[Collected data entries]
PR #2145, opened 2020-08-19
Tidy up balance equation

CjS77:
The sum commitments can be tidied up considerably by adding the fees in
the calling function. It also makes the overall balance code easier to
read.


stringhandler (approved):
Nice, seems neater

PR #2150, opened 2020-08-19
Correctly setup wallet default onion and local forwarding ports

sdbondi:
## Description

This PR removes a port collision if the user has an explicitly set
`tor_forward_address` set in their config. This option now only applies
to the base node. The wallet is always configured to use an OS-assign
forwarding port and a pre-defined wallet onion port of 18101 (the same
as the Aurora wallet).

Commented out `tor_forward_address` in config templates.

## Motivation and Context

Base node would fail to start up if `tor_forward_address` was set 
because both the base node and its wallet were configured to use this port.
In the vast majority of cases, `tor_forward_address` would never need to be set (since #2138 )  

## How Has This Been Tested?

Set `tor_forward_address` in base node and checked in logs that the listener is setup correctly and that inbound connections work.

## Types of changes

* [ ] New Tests
* [ ] Documentation

## Checklist:

### DIFF
--- a/common/config/presets/windows.toml
+++ b/common/config/presets/windows.toml
@@ -215,7 +215,7 @@ tor_control_auth = "none" # or "password=xxxxxx"
 # The onion port to use.
 tor_onion_port = 18150
 # The address to which traffic on the node's onion address will be forwarded
-tor_forward_address = "/ip4/127.0.0.1/tcp/18150"
+# tor_forward_address = "/ip4/127.0.0.1/tcp/0"
 # Instead of attemping to get the SOCKS5 address from the tor control port, use this one. The default is to
 # use the first address returned by the tor control port (GETINFO /net/listeners/socks).
 #tor_socks_address_override=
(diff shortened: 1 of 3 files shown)


stringhandler (dismissed):

common/config/presets/windows.toml
```diff
@@ -215,7 +215,7 @@ tor_control_auth = "none" # or "password=xxxxxx"
 # The onion port to use.
 tor_onion_port = 18150
 # The address to which traffic on the node's onion address will be forwarded
-tor_forward_address = "/ip4/127.0.0.1/tcp/18150"
+# tor_forward_address = "/ip4/127.0.0.1/tcp/0"
```
hansieodendaal, line 218: Please change line 304 as well:
`#tor_forward_address = "/ip4/127.0.0.1/tcp/18141"` -> `#tor_forward_address = "/ip4/127.0.0.1/tcp/0"`

sdbondi: Didn't see that one - thanks - done

stringhandler (approved):

PR #3121, opened 2021-07-20
fix: console wallet now recognises wallet.network comms settings

sdbondi:
## Description

- fix: setup comms transport using application name prefix (`base_node`/ `wallet`)
- feat!: default transport is now tor
- feat: network can be configured by one of (in order) `common.network`,
  `{application}.network` and `base_node.network` (for backward-compatibility)
- chore: cleanup transport setup code in base node and common utilities
- chore: update preset config

BREAKING CHANGE: if you relied on default transport configuration (TCP
transport) previously, you will now need to set `transport = "tcp"`

## Motivation and Context

Some comms configuration on the console wallet was not possible or was configured 
using the base_node key. This makes docker configuration difficult.   

## How Has This Been Tested?

Tested by running console wallet and base node. Tested console wallet with tor_forward_address set.

## Checklist:

### DIFF
--- a/common/src/configuration/utils.rs
+++ b/common/src/configuration/utils.rs
@@ -1,4 +1,10 @@
-use crate::{dir_utils::default_subdir, ConfigBootstrap, ConfigError, LOG_TARGET};
+use crate::{
+    configuration::bootstrap::ApplicationType,
+    dir_utils::default_subdir,
+    ConfigBootstrap,
+    ConfigError,
+    LOG_TARGET,
+};
 use config::Config;
 use log::{debug, info};
 use multiaddr::{Multiaddr, Protocol};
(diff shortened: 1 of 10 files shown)


common/src/configuration/utils.rs
```diff
@@ -281,45 +287,64 @@ fn set_mining_node_defaults(cfg: &mut Config) {
...
-        .unwrap();
+fn set_transport_defaults(cfg: &mut Config) -> Result<(), config::ConfigError> {
+    let apps = &[ApplicationType::BaseNode, ApplicationType::ConsoleWallet];
+    for app in apps {
+        let app = app.as_config_str();
+        // Mainnet
+        cfg.set_default(&format!("{}.mainnet.transport", app), "tor")?;
+        cfg.set_default(
+            &format!("{}.mainnet.tcp_listener_address", app),
+            "/ip4/0.0.0.0/tcp/18089",
```
philipr-za: Shouldn't the wallet and base node have different listening ports when using TCP?

sdbondi: Ah good catch, I'll fix that

stringhandler (dismissed):

sdbondi:
Fixed a broken doc test

stringhandler (dismissed):

CjS77 (dismissed):
Nice

sdbondi:
Set `common.network` default instead of `base_node.network`, doctest picked this up

stringhandler (approved):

Work request: Show the lines in the entries above that include the string "comms".

Solved exercise:
fix: console wallet now recognises wallet.network comms settings
- fix: setup comms transport using application name prefix (`base_node`/ `wallet`)
Some comms configuration on the console wallet was not possible or was configured 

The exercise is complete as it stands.